__Task prompt__. Using the records below, copy every line that holds the string "weights".

(Entries taken from a collection)
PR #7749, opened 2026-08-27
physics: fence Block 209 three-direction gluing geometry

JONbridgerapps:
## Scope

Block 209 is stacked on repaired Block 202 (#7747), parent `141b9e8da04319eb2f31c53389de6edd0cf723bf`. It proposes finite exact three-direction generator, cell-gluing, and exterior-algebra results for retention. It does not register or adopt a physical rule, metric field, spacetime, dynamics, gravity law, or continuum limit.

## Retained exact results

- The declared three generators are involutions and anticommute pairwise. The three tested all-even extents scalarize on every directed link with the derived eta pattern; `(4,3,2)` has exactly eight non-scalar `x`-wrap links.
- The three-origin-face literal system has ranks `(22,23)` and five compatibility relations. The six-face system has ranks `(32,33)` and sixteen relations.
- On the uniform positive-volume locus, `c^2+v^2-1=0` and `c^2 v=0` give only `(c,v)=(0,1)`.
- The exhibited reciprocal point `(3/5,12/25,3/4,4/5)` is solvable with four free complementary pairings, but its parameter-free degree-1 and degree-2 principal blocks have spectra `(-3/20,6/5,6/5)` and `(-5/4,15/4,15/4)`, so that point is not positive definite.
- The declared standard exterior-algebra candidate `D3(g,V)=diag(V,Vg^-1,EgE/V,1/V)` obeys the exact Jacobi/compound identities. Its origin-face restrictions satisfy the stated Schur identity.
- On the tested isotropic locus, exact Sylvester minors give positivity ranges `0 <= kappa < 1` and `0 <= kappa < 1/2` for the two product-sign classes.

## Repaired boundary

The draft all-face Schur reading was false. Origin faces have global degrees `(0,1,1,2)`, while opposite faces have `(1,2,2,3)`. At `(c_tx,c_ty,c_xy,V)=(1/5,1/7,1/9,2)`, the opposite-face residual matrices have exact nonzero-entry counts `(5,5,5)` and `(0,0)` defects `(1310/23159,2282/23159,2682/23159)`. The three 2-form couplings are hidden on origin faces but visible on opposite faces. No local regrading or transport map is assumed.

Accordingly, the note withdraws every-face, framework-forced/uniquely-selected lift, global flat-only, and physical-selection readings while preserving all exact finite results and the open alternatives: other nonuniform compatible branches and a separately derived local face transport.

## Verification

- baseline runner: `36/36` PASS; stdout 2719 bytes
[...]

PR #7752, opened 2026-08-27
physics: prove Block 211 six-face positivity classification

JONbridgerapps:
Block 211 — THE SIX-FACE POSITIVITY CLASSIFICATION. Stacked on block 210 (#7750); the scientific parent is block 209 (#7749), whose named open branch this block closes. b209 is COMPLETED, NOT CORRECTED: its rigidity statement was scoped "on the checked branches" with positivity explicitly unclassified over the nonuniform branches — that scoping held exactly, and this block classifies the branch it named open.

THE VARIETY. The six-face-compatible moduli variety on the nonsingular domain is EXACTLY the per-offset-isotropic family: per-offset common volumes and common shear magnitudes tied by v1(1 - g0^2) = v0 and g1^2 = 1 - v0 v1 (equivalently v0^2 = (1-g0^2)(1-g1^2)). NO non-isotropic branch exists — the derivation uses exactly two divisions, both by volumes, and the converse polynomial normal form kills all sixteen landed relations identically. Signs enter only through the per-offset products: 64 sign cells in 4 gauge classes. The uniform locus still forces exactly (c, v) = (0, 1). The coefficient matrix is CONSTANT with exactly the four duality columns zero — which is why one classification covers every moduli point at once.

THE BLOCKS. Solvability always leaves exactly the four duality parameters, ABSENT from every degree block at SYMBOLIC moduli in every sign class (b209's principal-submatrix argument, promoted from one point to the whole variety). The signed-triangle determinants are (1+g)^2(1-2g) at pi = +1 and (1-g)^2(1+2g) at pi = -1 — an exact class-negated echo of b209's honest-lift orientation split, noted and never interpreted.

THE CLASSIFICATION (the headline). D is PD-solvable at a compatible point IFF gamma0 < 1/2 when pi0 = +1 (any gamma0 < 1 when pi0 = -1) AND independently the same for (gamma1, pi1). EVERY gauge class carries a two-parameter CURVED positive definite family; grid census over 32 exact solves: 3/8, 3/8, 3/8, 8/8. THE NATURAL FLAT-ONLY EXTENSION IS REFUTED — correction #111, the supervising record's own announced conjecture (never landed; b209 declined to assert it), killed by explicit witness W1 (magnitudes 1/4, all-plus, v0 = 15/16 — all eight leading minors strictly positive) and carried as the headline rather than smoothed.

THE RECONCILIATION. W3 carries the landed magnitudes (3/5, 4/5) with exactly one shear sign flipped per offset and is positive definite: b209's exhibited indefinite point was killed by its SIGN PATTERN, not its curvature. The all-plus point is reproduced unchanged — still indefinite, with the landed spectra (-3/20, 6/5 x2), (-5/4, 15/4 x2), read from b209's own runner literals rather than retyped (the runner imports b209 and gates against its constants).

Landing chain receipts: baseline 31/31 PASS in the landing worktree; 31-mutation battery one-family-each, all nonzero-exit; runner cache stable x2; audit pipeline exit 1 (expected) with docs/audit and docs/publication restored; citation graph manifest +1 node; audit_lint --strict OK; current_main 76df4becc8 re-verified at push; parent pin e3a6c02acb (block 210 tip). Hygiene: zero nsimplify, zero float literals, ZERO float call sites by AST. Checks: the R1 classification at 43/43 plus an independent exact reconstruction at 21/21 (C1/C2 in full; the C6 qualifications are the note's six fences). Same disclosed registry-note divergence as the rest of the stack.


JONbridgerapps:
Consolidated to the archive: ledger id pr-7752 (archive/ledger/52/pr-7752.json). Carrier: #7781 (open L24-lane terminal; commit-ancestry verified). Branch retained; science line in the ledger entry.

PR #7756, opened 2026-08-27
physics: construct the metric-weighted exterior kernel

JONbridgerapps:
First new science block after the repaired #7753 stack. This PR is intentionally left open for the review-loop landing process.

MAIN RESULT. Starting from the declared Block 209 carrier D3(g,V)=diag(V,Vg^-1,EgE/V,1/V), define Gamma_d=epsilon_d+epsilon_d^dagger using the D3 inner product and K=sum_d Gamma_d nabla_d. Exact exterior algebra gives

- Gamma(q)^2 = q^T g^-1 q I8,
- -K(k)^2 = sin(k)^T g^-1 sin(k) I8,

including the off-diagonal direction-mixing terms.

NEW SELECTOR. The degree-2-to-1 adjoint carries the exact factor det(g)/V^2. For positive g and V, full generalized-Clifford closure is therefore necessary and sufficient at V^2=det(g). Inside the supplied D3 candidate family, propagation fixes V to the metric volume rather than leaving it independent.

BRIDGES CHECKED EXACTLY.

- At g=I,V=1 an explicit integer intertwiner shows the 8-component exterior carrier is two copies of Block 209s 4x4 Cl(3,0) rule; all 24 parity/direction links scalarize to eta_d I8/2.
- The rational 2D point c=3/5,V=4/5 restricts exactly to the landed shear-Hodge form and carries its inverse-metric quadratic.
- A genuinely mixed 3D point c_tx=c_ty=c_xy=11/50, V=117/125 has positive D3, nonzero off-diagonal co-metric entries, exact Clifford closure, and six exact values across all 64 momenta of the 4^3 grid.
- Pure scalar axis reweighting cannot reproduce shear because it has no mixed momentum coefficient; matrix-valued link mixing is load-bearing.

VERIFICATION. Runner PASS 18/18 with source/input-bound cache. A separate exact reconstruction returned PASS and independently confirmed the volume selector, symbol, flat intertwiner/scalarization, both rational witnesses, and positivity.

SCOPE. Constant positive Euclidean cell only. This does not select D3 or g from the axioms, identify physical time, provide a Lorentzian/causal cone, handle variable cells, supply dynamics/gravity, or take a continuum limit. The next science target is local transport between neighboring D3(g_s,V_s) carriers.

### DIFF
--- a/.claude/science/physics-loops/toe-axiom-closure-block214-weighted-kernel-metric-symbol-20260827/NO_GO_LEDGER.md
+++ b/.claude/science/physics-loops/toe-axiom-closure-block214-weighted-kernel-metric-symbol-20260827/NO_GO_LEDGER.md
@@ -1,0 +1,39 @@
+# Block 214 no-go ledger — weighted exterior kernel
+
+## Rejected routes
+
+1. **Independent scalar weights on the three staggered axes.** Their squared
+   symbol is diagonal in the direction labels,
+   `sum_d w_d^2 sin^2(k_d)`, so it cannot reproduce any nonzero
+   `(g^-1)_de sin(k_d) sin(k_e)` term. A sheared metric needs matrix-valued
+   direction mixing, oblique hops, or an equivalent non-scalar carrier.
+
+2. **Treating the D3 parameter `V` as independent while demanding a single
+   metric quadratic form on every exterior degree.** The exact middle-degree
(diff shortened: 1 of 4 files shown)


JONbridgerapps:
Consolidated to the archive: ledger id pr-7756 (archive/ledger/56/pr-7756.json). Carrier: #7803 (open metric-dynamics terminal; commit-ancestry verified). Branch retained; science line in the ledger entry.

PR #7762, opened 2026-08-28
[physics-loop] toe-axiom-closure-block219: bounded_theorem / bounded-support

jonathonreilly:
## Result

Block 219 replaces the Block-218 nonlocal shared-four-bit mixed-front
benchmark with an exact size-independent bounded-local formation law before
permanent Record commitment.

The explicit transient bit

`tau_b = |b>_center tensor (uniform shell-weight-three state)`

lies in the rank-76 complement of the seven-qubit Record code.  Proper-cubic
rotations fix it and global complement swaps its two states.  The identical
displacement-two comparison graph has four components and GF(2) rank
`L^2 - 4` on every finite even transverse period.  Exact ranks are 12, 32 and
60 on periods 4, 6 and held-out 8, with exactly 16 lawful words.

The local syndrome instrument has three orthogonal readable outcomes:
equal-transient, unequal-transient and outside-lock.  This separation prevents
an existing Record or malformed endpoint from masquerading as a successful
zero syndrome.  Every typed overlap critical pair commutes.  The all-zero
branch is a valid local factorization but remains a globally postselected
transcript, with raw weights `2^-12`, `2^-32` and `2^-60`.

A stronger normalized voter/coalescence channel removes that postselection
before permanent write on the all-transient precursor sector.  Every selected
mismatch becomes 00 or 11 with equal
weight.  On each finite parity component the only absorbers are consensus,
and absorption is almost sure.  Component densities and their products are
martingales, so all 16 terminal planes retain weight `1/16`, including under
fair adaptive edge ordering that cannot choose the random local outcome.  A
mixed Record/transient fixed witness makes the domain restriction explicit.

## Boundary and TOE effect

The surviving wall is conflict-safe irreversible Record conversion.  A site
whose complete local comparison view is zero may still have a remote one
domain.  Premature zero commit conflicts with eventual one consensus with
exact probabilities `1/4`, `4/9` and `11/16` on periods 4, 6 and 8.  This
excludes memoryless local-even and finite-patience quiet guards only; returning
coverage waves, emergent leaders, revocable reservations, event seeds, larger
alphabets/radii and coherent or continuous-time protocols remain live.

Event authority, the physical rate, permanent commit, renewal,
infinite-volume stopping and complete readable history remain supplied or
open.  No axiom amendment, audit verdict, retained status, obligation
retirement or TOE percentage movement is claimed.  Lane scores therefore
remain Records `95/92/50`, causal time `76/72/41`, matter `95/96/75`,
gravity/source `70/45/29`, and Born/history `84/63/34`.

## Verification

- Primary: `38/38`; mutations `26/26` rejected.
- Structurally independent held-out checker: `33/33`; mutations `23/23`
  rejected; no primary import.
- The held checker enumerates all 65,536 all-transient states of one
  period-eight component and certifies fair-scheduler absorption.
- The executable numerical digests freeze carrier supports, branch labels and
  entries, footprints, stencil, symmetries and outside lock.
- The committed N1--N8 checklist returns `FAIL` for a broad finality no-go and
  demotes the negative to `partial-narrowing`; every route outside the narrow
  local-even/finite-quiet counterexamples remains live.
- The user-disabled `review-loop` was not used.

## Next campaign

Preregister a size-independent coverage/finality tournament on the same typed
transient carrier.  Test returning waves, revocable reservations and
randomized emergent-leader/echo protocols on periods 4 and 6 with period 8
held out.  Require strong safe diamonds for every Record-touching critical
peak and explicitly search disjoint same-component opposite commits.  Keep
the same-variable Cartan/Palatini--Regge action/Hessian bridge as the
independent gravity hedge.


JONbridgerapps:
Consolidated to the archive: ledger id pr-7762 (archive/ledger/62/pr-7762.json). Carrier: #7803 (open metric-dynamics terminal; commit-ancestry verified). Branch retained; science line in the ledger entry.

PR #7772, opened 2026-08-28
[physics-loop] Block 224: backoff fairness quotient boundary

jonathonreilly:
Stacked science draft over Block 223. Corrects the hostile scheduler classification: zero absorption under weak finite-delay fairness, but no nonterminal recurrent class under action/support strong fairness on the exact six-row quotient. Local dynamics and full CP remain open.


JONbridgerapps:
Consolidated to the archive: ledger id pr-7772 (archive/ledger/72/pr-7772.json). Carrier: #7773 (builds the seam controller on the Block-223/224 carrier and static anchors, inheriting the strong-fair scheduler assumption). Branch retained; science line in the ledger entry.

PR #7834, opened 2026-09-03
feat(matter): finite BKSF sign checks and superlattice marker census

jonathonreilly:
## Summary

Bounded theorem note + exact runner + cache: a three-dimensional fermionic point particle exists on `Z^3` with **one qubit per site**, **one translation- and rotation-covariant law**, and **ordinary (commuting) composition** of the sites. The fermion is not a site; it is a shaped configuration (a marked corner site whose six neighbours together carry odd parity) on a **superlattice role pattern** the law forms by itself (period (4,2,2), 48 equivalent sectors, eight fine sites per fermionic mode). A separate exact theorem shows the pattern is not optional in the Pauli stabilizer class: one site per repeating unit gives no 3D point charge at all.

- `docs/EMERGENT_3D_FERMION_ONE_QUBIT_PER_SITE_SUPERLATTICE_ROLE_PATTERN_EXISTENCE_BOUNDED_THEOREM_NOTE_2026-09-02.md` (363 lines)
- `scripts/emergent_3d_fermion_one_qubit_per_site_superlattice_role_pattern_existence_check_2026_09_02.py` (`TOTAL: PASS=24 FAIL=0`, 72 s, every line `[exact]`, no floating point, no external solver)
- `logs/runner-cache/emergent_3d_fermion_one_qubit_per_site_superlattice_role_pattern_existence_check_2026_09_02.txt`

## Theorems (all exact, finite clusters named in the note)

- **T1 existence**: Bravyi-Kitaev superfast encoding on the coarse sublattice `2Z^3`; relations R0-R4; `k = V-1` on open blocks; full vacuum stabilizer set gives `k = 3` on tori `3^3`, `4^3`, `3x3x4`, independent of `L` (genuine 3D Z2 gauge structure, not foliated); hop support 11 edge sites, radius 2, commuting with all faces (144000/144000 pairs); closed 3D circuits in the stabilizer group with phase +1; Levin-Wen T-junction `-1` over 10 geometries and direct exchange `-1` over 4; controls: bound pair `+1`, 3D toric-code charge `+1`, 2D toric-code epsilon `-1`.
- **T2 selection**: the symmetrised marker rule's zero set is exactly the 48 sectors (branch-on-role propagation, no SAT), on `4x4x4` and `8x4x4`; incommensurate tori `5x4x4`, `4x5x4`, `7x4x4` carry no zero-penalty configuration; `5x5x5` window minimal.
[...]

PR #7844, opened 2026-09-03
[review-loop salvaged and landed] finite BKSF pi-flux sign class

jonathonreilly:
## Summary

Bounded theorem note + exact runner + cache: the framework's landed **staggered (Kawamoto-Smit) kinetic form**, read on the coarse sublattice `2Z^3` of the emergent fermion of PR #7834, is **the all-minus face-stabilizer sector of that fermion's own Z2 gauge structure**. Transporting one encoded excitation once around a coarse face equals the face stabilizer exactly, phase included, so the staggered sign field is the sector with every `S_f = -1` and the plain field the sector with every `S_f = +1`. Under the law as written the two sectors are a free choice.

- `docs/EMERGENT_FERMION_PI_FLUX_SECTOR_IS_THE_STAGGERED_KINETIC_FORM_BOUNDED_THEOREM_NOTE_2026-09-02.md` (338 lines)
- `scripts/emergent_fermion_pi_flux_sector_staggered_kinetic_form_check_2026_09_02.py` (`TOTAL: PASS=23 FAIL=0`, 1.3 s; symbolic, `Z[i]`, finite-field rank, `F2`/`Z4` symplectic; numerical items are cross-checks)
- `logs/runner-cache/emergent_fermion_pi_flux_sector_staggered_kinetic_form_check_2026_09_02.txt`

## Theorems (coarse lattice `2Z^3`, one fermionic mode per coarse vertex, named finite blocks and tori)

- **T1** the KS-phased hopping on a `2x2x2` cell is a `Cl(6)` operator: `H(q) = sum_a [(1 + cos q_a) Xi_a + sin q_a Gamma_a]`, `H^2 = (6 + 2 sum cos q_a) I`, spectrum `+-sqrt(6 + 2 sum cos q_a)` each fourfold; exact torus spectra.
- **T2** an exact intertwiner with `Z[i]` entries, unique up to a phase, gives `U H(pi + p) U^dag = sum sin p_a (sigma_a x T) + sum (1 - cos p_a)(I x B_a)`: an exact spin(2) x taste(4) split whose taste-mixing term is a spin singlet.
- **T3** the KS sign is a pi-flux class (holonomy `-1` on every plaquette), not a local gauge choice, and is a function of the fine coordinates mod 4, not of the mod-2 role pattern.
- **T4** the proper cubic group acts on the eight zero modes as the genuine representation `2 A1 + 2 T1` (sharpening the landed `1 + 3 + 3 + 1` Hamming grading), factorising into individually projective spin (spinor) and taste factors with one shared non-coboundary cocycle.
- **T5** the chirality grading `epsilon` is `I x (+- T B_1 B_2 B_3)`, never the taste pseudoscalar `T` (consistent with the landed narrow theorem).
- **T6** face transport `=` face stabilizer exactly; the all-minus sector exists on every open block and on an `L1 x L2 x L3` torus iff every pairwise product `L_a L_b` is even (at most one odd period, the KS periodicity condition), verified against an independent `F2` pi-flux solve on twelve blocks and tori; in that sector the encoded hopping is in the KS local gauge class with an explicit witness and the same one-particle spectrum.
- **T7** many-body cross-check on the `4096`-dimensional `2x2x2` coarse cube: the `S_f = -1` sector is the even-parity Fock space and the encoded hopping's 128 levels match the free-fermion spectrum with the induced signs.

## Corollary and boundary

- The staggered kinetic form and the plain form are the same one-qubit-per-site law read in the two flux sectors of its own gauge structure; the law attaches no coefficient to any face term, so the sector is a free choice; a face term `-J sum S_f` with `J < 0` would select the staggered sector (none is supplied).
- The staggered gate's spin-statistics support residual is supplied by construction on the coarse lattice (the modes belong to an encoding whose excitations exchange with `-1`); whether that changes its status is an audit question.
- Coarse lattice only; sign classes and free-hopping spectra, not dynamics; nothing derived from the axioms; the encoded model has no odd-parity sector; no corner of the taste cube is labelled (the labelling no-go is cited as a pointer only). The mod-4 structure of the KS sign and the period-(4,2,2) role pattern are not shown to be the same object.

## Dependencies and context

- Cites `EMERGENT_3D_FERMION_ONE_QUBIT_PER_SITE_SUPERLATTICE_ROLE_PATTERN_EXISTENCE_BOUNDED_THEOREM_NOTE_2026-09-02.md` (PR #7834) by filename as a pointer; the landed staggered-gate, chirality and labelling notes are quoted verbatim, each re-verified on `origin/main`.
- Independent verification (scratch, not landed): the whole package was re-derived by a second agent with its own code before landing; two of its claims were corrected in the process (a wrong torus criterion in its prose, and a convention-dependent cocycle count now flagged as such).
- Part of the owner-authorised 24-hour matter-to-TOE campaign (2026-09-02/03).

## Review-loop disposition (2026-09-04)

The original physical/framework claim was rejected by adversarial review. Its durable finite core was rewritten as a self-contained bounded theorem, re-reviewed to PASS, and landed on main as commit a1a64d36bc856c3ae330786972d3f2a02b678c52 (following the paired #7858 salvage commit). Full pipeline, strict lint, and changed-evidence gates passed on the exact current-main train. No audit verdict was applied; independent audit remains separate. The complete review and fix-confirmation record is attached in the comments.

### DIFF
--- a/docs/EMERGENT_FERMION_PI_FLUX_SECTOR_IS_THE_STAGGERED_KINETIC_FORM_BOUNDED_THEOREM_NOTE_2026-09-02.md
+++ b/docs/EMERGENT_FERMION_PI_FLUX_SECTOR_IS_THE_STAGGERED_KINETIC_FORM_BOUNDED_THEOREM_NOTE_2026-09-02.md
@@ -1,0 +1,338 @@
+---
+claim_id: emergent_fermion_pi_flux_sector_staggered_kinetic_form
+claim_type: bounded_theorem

__Solution for this task__.
+1. **Independent scalar weights on the three staggered axes.** Their squared
transcript, with raw weights `2^-12`, `2^-32` and `2^-60`.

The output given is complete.